__Task prompt__:
Every line holding "recording" should be copied from the records below.

──────── Task input ────────

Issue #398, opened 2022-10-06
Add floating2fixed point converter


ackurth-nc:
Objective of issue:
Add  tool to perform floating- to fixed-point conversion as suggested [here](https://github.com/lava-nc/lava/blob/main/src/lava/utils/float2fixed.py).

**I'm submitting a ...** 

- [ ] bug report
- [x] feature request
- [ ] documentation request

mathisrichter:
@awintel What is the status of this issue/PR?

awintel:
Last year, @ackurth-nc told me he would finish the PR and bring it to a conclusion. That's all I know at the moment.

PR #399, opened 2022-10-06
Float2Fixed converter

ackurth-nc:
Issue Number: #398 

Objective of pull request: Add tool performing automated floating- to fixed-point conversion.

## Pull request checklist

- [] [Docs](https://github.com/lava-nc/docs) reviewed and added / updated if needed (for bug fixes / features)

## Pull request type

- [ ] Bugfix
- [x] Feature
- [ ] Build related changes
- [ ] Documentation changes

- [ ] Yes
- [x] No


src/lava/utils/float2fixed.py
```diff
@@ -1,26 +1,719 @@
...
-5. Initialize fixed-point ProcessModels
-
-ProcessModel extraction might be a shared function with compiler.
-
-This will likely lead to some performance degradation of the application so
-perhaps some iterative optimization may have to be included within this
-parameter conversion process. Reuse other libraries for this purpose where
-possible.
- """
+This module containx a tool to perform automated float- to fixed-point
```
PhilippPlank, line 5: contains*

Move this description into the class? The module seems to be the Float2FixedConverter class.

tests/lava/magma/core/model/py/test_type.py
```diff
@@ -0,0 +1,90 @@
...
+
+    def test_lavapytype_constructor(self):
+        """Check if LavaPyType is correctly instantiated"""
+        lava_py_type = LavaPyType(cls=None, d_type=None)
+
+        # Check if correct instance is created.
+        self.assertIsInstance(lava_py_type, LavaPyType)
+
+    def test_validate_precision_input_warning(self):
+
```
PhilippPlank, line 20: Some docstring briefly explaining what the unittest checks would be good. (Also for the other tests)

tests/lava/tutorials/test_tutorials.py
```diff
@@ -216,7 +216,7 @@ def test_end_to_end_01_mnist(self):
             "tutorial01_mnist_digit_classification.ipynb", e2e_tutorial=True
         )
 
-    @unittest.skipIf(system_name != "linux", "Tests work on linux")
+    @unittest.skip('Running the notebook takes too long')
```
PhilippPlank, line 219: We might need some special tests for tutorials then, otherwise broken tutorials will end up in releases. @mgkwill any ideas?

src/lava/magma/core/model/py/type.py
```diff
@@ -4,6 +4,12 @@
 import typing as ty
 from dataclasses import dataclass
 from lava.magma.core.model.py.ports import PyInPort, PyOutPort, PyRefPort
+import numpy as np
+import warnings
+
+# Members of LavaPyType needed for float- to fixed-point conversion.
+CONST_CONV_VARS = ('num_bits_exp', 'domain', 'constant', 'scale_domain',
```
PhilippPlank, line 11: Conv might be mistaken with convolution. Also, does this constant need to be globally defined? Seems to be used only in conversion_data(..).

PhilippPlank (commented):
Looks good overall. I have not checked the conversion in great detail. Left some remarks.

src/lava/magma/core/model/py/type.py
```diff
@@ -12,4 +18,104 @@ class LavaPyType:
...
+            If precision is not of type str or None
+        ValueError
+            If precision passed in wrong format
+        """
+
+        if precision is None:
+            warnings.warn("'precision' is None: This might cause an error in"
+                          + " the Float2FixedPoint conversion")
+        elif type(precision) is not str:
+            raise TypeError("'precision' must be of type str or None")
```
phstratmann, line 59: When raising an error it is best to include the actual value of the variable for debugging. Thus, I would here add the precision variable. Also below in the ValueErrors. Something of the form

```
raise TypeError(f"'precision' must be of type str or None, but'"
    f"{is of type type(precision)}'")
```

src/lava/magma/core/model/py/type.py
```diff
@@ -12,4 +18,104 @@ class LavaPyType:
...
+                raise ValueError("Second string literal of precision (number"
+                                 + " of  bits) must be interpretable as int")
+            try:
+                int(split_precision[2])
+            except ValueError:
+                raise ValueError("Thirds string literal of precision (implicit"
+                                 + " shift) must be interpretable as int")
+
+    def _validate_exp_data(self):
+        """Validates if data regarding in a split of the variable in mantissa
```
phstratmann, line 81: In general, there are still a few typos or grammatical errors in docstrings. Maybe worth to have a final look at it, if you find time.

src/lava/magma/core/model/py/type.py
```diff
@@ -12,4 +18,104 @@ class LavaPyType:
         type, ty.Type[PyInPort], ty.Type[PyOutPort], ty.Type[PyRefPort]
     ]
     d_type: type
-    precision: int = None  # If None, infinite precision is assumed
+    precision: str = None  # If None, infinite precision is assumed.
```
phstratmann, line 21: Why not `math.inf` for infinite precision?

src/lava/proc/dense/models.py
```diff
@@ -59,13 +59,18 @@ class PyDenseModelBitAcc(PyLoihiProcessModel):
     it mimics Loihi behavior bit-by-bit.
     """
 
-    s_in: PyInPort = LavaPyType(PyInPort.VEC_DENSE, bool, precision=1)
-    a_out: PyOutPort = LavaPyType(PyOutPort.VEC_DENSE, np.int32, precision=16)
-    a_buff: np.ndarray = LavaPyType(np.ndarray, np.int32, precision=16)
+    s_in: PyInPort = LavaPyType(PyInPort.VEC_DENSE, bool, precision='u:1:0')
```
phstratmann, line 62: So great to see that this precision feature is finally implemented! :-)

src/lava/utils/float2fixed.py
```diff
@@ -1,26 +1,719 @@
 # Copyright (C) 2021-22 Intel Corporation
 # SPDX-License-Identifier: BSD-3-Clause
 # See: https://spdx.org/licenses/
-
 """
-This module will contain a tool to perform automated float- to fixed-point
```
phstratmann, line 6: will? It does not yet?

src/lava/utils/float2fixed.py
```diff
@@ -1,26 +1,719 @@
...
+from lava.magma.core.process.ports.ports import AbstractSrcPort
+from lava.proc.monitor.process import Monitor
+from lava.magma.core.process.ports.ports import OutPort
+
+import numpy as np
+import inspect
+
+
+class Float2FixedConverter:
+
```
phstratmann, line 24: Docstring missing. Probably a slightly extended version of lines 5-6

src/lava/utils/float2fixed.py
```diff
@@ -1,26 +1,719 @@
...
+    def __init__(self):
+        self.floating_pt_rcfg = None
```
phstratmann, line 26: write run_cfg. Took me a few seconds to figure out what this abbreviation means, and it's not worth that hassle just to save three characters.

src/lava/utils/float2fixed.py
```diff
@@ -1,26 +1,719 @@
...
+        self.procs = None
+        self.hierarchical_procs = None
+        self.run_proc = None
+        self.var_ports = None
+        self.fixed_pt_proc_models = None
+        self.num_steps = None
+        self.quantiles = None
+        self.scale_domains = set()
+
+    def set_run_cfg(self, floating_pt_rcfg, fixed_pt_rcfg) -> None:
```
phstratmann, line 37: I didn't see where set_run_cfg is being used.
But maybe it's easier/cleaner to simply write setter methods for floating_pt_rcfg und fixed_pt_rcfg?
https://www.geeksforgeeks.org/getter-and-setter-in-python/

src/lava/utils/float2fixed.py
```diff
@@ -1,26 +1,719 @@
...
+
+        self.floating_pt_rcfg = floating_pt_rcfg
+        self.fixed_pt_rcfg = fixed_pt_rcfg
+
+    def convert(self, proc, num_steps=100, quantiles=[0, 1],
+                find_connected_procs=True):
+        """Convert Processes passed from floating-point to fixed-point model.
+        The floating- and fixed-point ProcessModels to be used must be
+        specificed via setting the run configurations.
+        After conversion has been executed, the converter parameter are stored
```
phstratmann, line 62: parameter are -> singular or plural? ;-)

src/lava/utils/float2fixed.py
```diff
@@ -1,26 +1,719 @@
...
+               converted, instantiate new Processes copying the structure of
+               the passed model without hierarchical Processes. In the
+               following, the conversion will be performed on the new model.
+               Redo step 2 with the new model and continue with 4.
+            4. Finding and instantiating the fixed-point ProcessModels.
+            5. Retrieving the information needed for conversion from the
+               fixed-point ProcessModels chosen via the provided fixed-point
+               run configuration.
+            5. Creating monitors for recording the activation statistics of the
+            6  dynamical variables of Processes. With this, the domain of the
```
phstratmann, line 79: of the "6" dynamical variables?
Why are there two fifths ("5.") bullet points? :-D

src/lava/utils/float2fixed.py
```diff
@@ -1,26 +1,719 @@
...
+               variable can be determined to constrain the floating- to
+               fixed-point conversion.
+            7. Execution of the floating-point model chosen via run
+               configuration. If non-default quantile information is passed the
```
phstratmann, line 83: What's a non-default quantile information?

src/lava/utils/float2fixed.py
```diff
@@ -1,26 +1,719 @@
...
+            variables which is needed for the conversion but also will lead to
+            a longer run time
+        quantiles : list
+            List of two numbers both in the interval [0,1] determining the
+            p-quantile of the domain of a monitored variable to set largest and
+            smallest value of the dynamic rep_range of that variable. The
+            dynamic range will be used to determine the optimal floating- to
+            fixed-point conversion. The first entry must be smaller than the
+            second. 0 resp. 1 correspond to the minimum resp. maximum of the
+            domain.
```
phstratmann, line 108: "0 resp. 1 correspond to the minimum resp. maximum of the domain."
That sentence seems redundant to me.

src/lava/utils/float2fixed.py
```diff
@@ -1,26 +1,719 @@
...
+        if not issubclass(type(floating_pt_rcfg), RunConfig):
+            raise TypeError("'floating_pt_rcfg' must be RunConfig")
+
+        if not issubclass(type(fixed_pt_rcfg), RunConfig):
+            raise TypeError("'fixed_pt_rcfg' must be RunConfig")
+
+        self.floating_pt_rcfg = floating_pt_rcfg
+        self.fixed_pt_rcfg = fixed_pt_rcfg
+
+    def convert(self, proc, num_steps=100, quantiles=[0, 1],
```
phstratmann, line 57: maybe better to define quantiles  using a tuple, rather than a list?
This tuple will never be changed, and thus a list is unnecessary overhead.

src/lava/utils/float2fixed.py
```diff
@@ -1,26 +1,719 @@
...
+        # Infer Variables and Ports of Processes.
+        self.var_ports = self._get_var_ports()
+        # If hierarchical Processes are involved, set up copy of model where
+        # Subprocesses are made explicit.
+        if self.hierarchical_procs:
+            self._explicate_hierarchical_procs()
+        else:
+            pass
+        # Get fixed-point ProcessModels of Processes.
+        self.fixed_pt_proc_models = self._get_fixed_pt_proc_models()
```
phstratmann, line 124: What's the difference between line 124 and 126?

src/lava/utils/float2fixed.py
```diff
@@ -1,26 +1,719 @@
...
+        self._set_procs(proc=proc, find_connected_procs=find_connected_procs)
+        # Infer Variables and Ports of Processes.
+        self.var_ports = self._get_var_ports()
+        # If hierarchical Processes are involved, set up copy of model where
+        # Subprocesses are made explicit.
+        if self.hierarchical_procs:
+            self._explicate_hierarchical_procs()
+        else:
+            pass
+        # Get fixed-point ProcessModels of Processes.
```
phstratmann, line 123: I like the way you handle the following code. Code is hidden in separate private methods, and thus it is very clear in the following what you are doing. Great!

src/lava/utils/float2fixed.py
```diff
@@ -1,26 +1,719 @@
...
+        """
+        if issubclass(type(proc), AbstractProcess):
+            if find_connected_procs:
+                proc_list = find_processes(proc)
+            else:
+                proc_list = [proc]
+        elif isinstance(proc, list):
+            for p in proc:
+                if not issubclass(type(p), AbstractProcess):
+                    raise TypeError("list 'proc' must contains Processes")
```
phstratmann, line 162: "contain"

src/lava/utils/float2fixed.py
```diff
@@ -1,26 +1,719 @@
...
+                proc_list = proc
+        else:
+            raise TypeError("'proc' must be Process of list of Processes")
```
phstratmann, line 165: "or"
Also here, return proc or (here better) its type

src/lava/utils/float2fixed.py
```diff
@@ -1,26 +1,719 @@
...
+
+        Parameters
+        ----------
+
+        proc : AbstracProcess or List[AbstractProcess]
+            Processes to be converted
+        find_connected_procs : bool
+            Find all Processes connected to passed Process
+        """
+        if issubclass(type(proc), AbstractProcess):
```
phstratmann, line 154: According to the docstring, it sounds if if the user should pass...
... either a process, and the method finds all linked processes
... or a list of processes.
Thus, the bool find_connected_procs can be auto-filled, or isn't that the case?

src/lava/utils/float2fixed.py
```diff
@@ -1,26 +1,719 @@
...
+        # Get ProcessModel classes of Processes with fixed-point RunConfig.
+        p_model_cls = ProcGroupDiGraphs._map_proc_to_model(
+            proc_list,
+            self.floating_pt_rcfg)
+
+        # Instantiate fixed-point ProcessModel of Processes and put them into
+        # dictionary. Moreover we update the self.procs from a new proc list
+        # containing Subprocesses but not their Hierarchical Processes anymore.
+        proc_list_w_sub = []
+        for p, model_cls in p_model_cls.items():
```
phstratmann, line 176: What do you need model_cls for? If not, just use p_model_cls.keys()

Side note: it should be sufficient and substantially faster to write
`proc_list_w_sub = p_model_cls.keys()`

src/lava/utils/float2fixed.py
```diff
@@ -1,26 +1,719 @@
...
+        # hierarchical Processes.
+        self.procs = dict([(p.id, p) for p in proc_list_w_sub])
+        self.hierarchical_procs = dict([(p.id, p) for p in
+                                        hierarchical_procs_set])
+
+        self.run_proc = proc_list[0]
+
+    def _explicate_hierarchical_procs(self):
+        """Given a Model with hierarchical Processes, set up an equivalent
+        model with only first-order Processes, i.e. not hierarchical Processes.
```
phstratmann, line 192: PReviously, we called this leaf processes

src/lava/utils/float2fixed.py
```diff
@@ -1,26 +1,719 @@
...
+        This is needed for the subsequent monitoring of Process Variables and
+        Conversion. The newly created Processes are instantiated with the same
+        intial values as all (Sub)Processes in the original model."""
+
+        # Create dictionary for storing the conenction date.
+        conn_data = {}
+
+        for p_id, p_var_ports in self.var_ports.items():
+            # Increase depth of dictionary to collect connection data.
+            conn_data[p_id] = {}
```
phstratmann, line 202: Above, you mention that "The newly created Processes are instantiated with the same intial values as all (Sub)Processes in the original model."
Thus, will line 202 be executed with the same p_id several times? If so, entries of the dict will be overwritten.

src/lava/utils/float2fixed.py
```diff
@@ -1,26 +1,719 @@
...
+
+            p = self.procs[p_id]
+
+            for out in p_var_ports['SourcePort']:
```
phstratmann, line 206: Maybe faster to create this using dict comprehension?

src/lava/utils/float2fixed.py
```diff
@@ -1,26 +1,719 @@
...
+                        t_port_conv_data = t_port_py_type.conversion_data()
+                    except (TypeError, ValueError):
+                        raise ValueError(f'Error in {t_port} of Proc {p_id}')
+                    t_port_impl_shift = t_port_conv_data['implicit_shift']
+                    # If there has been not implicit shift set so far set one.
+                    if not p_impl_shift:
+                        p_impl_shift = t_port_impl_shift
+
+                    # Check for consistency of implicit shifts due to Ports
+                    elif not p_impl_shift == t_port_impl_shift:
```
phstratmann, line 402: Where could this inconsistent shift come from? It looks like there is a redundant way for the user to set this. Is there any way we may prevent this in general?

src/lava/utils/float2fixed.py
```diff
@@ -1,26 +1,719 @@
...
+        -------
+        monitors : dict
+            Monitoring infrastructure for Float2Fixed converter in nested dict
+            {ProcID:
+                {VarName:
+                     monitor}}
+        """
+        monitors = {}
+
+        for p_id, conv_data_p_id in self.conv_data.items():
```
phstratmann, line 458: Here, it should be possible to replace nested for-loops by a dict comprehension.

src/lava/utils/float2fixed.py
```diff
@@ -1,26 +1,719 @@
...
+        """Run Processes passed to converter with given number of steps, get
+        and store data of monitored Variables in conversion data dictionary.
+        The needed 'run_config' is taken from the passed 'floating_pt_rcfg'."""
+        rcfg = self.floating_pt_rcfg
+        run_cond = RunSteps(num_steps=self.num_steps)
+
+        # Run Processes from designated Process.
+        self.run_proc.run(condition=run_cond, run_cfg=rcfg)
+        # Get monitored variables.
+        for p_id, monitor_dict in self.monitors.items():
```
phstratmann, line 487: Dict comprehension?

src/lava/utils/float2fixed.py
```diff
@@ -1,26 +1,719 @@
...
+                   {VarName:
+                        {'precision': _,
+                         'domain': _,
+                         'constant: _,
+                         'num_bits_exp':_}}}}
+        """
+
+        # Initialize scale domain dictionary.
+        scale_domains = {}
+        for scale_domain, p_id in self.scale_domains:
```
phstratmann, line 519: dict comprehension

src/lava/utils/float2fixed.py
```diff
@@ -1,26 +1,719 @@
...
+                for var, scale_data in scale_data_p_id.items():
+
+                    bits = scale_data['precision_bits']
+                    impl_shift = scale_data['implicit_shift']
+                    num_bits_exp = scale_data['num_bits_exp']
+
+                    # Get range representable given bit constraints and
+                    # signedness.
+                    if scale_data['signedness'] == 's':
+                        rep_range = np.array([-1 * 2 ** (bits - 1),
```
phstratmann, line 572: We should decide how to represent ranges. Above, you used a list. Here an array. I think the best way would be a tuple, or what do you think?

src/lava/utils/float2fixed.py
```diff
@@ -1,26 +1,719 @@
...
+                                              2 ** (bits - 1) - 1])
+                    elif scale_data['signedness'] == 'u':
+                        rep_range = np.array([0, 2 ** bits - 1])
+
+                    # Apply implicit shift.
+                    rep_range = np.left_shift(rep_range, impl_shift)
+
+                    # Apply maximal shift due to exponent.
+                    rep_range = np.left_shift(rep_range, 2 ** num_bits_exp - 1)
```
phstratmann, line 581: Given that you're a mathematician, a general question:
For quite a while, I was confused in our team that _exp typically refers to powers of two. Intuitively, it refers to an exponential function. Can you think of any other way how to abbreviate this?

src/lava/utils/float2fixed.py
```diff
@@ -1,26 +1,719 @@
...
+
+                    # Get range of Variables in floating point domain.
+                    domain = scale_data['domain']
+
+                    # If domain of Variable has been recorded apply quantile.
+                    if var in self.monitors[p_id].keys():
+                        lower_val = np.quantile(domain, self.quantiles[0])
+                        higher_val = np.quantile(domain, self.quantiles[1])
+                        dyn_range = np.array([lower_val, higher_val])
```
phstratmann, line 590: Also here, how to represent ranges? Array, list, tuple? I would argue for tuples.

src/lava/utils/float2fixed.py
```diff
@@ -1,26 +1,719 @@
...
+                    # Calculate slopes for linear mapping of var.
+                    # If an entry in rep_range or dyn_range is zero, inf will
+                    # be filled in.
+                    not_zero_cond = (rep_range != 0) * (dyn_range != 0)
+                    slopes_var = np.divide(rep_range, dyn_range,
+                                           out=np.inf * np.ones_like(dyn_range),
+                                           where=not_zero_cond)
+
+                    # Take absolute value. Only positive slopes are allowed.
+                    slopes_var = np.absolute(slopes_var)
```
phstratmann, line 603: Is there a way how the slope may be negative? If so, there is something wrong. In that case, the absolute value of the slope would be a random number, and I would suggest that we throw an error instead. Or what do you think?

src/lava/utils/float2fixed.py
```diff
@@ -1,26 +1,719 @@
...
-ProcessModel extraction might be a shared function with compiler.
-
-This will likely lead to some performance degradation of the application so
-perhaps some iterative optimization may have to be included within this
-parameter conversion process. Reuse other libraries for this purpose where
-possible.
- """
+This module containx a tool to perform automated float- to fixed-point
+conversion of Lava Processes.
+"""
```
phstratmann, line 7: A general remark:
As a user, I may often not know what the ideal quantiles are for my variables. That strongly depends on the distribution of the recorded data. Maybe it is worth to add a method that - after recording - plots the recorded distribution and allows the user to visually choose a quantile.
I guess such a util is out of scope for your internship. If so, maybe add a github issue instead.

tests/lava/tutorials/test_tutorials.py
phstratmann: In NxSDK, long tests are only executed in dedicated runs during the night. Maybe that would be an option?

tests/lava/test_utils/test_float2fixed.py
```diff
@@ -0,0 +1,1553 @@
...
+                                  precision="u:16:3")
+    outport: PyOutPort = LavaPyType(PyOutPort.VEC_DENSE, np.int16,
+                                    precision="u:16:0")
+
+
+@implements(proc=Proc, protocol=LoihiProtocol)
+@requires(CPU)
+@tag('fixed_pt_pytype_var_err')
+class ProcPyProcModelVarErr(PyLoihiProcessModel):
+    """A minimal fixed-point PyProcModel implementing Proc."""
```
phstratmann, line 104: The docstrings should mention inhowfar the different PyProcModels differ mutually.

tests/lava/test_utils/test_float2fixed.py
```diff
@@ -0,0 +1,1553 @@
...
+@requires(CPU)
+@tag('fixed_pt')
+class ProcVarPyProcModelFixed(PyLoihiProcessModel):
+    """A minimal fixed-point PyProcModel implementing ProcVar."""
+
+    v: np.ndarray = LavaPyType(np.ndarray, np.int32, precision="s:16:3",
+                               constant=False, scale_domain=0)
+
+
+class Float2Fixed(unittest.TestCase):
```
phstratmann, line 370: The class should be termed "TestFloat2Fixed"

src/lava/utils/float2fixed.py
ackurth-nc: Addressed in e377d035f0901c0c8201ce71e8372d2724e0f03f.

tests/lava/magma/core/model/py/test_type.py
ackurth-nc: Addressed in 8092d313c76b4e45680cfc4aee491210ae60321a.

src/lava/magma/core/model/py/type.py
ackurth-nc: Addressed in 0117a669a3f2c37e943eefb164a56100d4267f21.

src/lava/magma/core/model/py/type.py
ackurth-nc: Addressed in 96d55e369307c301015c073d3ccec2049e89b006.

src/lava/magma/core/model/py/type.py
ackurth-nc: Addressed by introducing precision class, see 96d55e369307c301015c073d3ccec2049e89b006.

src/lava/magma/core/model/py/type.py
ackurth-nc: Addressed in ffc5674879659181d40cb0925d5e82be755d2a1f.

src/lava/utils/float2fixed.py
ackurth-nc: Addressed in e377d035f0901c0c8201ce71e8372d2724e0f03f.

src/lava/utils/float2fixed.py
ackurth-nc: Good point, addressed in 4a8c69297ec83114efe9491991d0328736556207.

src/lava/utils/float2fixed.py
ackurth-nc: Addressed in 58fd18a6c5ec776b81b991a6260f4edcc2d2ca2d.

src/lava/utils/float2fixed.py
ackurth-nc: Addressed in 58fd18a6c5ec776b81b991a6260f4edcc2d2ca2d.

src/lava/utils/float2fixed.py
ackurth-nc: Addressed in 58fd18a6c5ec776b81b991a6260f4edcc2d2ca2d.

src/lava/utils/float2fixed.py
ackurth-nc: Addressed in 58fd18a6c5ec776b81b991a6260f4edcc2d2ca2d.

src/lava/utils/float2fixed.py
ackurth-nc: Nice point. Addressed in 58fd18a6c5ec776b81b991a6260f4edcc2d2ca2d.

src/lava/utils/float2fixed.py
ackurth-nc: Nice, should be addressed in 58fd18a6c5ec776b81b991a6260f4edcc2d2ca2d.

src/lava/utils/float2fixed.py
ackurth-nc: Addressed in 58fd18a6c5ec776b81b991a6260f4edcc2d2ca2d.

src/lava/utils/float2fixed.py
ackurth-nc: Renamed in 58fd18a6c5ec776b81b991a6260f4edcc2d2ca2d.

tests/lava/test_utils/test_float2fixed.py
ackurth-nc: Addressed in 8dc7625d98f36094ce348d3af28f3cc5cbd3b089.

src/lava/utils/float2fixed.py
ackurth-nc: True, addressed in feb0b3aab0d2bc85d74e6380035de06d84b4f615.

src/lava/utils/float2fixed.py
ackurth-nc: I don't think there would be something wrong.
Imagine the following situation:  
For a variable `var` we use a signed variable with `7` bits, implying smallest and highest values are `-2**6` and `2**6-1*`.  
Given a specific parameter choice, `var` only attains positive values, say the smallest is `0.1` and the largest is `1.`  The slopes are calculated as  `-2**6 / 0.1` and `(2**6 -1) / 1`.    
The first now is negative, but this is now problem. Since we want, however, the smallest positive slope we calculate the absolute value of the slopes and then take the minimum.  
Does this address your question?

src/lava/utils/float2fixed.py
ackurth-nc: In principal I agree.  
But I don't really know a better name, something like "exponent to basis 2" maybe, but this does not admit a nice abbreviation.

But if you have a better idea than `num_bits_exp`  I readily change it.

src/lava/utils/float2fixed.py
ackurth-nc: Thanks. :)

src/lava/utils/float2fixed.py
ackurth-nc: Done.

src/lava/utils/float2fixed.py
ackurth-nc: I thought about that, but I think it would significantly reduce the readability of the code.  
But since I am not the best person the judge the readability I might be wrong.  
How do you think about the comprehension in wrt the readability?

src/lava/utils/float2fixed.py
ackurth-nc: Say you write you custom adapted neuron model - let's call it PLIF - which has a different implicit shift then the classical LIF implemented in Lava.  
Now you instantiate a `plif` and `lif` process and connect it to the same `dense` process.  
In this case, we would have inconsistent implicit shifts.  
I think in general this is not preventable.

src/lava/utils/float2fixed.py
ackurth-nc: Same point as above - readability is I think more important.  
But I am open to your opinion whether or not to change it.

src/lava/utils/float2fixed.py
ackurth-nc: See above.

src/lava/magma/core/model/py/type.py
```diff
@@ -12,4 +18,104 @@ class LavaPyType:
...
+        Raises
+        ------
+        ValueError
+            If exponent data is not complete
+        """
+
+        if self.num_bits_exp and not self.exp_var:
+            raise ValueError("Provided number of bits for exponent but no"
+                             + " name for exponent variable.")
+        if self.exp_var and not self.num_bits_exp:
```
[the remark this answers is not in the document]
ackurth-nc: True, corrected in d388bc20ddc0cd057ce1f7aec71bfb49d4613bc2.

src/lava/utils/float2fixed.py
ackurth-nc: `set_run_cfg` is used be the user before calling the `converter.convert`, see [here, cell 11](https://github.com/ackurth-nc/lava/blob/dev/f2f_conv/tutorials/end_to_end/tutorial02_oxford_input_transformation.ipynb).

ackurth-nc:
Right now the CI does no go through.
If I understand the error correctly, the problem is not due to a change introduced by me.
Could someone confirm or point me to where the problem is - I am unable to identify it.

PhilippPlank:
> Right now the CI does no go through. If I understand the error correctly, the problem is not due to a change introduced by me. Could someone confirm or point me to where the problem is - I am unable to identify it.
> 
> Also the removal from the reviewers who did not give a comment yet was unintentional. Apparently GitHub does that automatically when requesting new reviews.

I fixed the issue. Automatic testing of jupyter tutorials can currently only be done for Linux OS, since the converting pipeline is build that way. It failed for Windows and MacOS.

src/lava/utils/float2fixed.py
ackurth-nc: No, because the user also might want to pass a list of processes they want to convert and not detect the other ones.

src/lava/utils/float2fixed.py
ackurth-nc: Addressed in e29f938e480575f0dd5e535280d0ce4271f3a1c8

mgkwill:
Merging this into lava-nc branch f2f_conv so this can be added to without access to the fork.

────────

__Answer to the exercise__:
+            5. Creating monitors for recording the activation statistics of the
As a user, I may often not know what the ideal quantiles are for my variables. That strongly depends on the distribution of the recorded data. Maybe it is worth to add a method that - after recording - plots the recorded distribution and allows the user to visually choose a quantile.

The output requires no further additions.